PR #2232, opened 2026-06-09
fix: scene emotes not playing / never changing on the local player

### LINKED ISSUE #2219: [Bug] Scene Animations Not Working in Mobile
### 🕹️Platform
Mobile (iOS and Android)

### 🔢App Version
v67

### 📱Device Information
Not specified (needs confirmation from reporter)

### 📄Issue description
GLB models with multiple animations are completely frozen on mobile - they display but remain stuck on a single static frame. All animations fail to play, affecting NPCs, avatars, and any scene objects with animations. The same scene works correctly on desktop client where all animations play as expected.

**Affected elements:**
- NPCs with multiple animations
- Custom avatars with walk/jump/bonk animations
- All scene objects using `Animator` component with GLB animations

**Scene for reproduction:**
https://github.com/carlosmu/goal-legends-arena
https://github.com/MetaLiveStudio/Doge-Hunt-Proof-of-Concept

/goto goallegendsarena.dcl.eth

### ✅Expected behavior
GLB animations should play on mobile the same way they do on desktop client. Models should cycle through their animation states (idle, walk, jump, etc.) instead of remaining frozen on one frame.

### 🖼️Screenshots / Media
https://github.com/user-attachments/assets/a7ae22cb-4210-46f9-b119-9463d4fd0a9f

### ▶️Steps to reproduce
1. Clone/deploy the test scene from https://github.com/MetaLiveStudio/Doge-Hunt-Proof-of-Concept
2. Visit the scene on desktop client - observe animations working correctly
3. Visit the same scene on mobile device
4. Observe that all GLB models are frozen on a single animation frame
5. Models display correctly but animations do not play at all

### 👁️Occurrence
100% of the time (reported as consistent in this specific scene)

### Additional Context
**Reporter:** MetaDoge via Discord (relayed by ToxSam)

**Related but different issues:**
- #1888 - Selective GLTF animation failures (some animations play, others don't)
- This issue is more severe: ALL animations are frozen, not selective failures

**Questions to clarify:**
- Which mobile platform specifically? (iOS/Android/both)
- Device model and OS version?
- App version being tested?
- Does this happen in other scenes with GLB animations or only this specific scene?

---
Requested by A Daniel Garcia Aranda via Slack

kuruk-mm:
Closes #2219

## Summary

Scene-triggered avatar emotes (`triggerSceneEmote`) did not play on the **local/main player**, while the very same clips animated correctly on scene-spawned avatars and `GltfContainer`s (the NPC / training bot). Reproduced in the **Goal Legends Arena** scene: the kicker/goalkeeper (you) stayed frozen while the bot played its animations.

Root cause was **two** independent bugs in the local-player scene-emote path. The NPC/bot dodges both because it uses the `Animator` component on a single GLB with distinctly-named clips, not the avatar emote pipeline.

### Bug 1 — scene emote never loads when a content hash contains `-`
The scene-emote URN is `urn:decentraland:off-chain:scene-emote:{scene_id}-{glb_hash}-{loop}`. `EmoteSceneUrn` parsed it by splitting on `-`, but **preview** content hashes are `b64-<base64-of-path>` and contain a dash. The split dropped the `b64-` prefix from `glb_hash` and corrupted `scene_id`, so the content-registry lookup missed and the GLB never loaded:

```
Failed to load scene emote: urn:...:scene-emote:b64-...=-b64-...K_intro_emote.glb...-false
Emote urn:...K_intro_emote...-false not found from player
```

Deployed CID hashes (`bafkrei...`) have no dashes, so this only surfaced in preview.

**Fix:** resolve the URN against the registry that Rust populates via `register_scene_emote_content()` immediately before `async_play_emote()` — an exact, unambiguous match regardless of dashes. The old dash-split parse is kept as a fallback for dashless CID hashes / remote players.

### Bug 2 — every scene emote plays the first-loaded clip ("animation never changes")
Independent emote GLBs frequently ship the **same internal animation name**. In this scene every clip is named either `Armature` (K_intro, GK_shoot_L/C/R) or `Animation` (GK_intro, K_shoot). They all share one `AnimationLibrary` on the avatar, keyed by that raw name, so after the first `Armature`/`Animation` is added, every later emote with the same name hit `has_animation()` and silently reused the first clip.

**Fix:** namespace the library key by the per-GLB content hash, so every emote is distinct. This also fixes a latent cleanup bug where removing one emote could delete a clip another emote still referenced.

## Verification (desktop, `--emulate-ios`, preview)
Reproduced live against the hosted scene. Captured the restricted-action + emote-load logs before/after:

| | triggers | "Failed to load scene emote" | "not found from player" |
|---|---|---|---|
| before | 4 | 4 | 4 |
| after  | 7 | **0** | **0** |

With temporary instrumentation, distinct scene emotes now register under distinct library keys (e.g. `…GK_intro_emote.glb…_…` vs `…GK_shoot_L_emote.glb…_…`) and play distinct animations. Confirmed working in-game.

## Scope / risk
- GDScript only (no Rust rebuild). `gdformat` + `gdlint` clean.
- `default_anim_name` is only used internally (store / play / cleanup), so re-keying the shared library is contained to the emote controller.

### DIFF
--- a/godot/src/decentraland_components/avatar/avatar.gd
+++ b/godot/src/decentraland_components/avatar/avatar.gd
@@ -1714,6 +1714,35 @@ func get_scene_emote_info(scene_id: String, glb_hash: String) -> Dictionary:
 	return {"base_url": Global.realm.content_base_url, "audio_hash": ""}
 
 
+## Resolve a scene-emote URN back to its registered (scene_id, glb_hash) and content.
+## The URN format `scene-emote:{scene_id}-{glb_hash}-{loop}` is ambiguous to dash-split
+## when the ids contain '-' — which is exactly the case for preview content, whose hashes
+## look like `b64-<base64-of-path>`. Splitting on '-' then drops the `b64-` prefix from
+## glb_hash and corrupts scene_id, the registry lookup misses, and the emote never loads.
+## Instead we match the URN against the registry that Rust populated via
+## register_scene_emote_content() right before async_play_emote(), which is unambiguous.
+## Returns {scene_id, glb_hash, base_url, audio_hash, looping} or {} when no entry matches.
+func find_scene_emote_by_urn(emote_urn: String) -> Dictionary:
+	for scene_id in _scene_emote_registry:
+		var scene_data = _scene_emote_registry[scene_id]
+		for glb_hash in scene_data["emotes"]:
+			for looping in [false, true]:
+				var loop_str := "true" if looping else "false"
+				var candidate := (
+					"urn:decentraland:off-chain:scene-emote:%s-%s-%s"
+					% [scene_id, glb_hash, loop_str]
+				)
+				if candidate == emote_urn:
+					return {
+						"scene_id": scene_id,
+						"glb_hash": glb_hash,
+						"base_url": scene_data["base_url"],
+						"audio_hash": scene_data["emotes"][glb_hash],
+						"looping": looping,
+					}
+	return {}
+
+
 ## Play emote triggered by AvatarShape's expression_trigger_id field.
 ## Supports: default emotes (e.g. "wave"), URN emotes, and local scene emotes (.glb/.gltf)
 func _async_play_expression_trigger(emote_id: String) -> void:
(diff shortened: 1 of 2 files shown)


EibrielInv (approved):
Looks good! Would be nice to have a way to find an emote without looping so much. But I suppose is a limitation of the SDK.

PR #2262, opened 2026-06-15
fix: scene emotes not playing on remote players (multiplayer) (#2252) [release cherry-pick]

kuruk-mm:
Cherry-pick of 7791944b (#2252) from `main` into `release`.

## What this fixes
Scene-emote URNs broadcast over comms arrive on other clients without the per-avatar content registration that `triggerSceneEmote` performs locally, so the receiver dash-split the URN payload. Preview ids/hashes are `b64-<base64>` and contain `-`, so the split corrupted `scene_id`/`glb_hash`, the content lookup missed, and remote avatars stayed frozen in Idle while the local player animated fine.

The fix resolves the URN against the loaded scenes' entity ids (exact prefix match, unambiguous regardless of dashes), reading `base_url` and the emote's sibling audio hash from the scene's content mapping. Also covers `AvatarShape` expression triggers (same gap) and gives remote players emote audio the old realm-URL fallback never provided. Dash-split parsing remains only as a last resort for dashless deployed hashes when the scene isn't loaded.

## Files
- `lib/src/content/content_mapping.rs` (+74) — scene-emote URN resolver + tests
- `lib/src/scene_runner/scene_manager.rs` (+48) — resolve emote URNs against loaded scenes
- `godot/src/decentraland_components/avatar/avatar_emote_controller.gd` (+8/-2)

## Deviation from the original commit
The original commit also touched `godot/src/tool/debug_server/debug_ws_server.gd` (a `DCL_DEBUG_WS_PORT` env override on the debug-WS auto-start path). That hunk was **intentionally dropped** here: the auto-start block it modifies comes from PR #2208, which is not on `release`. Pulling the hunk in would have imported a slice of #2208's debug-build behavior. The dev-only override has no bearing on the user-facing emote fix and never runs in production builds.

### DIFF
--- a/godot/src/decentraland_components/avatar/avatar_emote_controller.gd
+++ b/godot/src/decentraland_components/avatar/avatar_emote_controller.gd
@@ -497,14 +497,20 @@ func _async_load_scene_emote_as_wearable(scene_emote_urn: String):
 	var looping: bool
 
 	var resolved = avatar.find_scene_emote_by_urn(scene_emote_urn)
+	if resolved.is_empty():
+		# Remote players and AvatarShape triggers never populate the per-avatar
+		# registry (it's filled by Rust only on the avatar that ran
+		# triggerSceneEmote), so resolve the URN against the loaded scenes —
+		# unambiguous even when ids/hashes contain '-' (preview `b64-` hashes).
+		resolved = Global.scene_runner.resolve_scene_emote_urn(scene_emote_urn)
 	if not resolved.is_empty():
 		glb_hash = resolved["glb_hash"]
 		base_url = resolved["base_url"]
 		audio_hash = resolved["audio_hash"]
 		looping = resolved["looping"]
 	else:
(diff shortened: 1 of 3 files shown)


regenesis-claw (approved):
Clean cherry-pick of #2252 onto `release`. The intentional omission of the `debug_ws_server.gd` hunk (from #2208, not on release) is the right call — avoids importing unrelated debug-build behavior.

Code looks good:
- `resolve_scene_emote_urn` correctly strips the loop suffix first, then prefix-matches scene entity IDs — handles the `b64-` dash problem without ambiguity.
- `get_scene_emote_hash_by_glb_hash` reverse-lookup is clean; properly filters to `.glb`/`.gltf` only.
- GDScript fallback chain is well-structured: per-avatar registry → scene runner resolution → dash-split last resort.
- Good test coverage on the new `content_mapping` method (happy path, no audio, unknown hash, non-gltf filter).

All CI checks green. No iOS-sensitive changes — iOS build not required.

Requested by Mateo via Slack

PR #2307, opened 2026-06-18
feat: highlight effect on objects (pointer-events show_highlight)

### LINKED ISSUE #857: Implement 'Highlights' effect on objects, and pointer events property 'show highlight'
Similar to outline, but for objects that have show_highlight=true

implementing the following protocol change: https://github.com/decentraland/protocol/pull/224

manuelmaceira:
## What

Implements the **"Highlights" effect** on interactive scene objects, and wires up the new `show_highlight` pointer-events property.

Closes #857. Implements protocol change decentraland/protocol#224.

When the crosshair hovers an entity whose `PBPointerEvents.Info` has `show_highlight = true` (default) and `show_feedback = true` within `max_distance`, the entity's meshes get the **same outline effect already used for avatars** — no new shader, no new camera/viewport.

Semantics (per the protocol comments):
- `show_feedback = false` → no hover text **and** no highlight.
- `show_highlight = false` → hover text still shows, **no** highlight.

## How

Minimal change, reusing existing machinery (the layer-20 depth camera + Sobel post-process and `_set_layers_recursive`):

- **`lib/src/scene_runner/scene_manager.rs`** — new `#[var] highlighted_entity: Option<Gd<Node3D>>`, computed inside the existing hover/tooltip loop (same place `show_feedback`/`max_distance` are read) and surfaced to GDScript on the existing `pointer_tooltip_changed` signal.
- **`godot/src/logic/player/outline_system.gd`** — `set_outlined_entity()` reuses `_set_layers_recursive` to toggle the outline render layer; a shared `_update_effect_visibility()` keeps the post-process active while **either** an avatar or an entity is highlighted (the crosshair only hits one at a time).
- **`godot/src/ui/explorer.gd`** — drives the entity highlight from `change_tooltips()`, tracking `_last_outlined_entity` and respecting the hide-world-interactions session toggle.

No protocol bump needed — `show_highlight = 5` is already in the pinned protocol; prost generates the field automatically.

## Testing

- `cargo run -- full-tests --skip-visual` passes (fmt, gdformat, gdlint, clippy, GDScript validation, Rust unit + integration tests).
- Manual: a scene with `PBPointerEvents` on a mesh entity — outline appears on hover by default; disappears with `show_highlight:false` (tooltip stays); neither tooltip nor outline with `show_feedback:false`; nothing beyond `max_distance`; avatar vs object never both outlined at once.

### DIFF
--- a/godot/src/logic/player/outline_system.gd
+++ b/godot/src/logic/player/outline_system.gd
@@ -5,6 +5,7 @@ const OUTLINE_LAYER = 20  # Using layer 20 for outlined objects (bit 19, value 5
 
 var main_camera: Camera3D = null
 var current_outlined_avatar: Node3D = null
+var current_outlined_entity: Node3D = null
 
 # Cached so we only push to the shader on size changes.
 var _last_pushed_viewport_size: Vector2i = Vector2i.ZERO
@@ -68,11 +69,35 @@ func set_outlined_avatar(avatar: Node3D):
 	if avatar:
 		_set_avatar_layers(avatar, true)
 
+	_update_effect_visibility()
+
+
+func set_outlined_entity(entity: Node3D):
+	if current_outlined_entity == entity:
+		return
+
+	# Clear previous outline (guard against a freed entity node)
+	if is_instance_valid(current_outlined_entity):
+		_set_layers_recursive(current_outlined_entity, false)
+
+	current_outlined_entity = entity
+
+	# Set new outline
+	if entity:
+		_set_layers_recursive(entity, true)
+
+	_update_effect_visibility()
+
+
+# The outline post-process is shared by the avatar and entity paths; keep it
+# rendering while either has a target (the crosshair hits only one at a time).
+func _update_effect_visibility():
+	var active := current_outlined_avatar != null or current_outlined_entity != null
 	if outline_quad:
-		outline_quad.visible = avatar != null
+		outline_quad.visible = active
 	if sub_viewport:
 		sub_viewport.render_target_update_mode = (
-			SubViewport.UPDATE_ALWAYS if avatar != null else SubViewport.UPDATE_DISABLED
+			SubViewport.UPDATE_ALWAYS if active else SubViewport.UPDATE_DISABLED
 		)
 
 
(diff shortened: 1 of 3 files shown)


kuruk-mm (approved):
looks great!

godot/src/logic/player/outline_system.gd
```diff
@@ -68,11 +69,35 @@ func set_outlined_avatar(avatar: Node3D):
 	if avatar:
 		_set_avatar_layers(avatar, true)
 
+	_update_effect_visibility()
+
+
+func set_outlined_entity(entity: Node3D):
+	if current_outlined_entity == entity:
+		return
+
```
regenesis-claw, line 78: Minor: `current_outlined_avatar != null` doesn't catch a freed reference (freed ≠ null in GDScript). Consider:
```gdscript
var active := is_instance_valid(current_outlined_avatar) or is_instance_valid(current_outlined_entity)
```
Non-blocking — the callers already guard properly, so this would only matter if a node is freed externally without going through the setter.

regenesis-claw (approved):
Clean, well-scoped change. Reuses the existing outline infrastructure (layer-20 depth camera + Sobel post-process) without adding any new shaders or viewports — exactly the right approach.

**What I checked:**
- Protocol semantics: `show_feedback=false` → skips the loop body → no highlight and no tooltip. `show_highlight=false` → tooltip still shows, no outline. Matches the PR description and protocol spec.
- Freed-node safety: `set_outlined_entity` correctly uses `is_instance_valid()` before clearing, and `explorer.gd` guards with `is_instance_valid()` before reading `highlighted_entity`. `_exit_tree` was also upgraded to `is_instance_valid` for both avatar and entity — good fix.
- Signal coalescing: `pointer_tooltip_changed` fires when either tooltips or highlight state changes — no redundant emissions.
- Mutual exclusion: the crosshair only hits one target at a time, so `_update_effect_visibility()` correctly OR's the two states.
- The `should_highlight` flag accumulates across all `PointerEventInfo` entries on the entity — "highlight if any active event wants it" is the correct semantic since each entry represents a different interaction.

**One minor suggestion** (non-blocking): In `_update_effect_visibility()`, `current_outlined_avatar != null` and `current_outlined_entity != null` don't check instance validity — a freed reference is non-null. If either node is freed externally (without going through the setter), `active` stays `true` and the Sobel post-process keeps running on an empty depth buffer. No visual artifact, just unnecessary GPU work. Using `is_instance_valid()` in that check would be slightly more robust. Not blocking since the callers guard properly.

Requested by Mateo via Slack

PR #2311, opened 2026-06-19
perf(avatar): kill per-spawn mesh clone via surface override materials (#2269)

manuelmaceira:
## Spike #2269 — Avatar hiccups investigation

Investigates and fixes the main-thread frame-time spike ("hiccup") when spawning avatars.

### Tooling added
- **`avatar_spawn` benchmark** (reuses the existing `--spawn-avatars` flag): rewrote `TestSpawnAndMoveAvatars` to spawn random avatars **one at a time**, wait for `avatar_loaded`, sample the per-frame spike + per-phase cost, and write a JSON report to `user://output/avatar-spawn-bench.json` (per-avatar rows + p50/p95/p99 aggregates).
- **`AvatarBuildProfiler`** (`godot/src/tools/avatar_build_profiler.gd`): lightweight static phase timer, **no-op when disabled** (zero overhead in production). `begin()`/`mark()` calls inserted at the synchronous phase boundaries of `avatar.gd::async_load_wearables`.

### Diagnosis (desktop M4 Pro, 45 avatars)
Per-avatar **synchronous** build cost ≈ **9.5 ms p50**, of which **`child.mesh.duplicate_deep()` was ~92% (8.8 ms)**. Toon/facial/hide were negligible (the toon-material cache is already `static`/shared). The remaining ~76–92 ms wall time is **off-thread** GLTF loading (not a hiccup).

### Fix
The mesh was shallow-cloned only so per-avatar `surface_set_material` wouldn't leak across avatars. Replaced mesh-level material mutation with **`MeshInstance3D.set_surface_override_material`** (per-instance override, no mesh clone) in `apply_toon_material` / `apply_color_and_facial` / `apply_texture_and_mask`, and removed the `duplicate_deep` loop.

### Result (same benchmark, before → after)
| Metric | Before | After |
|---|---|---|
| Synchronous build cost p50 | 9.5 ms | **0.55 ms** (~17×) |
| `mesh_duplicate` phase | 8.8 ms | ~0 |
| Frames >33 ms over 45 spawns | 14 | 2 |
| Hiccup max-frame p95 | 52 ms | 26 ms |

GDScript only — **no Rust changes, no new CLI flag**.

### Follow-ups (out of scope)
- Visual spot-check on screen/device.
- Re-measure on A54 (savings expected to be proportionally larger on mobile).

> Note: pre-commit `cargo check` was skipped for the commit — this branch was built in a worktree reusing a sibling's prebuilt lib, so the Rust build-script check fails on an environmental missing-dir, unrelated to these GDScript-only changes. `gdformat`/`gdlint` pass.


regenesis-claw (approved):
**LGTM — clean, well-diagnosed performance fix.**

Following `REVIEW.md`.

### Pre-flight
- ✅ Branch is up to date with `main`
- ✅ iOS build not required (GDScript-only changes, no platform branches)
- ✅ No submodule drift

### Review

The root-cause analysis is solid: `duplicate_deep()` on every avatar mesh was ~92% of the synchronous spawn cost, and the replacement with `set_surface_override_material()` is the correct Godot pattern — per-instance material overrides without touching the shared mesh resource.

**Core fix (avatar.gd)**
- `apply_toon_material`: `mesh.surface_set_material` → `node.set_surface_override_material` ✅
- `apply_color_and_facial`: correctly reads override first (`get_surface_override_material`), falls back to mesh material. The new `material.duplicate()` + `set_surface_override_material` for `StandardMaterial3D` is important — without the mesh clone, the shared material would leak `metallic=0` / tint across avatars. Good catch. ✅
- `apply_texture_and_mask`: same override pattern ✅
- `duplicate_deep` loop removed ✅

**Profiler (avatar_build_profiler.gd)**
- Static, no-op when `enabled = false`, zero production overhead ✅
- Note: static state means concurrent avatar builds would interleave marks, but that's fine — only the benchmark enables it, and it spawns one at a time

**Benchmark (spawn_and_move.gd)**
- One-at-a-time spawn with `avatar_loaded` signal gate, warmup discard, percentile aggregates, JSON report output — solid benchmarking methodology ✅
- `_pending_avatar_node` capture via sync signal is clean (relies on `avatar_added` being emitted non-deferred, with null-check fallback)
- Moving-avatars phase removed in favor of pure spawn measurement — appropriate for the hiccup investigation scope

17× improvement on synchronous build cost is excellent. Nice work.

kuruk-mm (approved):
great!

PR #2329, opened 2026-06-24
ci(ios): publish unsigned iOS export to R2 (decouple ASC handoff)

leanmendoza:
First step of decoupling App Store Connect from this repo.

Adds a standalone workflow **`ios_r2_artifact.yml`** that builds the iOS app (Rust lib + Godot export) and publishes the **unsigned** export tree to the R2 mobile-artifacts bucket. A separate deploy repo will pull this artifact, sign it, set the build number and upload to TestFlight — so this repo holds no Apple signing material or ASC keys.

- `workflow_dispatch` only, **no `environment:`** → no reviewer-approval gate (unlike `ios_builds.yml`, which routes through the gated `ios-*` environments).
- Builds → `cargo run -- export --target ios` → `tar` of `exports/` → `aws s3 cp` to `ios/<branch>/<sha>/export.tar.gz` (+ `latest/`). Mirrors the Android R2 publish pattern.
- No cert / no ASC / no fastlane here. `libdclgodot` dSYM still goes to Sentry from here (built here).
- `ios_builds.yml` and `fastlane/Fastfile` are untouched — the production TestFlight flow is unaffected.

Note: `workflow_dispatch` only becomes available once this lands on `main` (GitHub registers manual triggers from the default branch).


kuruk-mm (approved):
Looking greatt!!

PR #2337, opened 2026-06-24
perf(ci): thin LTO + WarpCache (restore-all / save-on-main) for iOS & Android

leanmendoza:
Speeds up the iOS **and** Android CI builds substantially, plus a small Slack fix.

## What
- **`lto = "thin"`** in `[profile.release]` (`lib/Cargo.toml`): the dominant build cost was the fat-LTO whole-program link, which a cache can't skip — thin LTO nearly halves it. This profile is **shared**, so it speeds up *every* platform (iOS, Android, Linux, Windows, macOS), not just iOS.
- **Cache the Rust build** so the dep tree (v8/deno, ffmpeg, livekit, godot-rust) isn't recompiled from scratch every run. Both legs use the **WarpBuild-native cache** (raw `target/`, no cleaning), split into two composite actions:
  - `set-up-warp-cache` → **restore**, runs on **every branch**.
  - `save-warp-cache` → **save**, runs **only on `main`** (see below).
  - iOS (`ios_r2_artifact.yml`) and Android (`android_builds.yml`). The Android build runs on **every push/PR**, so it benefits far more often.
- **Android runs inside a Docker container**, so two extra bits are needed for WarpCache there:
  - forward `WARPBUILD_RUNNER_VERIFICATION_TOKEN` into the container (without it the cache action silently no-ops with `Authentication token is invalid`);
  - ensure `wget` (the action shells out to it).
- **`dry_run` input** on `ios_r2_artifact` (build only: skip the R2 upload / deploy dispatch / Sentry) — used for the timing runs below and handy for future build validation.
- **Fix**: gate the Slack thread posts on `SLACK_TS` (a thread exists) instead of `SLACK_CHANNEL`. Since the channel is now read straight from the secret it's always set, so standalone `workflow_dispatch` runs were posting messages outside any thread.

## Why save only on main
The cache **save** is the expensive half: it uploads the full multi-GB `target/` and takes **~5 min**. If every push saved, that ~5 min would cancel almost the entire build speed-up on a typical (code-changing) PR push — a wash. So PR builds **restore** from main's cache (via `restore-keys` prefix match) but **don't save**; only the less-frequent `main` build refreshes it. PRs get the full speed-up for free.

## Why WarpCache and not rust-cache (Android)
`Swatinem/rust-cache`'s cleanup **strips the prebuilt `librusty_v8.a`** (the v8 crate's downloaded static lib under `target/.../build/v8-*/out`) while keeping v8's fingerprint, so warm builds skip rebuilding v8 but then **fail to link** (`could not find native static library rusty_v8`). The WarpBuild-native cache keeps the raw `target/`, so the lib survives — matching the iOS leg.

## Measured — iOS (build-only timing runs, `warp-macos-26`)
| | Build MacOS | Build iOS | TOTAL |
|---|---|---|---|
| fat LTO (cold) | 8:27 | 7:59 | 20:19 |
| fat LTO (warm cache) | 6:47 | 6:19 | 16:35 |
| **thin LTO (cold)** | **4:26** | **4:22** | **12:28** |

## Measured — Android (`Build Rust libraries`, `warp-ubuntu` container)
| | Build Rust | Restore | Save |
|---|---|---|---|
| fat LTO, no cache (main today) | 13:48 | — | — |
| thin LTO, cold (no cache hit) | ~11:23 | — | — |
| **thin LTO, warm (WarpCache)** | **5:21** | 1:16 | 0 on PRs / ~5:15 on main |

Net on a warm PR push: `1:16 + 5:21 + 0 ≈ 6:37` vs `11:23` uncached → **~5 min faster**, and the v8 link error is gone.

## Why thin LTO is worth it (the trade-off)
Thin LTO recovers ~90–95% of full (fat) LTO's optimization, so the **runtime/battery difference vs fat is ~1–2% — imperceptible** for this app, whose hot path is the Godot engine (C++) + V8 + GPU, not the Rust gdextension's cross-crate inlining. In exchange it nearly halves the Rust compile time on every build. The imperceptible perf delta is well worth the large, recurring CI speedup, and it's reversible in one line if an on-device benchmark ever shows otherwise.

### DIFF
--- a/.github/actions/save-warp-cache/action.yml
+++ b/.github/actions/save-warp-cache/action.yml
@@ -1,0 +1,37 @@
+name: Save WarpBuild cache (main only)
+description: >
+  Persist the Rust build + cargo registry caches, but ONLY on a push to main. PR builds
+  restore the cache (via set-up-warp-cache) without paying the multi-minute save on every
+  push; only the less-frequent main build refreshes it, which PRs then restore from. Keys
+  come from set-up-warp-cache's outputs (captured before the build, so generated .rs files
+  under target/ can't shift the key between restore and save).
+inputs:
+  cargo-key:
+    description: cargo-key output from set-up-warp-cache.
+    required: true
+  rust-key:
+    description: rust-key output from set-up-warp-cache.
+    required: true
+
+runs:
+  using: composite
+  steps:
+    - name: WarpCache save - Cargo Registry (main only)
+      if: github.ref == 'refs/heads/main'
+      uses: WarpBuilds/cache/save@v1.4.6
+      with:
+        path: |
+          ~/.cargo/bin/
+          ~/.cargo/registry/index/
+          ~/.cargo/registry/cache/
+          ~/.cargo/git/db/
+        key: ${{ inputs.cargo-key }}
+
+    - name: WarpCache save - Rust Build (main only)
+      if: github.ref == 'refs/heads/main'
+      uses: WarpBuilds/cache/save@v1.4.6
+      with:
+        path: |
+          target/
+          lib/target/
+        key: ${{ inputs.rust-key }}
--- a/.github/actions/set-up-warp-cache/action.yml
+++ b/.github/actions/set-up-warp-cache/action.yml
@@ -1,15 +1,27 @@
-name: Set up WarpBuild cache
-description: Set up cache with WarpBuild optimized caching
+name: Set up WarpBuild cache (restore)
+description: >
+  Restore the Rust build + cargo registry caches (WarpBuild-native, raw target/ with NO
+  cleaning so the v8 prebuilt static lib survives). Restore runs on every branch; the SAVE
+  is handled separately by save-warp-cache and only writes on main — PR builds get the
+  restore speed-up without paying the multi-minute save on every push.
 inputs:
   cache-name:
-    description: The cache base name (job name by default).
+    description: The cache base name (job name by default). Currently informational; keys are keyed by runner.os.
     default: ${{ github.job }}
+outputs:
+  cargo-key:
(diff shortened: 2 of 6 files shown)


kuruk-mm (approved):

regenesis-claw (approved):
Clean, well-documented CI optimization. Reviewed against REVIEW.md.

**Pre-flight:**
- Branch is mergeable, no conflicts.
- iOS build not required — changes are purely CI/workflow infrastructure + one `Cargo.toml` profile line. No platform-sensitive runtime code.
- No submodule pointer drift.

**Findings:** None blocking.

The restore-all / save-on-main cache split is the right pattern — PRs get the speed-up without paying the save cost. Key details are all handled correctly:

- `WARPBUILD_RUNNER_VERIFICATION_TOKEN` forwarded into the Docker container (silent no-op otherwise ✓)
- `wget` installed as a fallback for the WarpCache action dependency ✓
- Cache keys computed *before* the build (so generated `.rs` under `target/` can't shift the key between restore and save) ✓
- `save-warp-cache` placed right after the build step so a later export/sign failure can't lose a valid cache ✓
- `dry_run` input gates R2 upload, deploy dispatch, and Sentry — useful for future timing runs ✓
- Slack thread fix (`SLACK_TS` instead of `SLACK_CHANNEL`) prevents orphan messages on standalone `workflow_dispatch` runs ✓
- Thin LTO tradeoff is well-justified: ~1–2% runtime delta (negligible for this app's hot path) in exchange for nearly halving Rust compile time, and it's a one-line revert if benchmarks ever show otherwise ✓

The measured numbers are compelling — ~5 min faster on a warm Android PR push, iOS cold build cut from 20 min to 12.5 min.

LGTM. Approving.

# # # # #

● Problem details
All that belongs in the answer is an exact copy of the lines from the start of the records above through the line with "- Custom avatars".

● Exercise result
PR #2232, opened 2026-06-09
fix: scene emotes not playing / never changing on the local player

### LINKED ISSUE #2219: [Bug] Scene Animations Not Working in Mobile
### 🕹️Platform
Mobile (iOS and Android)

### 🔢App Version
v67

### 📱Device Information
Not specified (needs confirmation from reporter)

### 📄Issue description
GLB models with multiple animations are completely frozen on mobile - they display but remain stuck on a single static frame. All animations fail to play, affecting NPCs, avatars, and any scene objects with animations. The same scene works correctly on desktop client where all animations play as expected.

**Affected elements:**
- NPCs with multiple animations
- Custom avatars with walk/jump/bonk animations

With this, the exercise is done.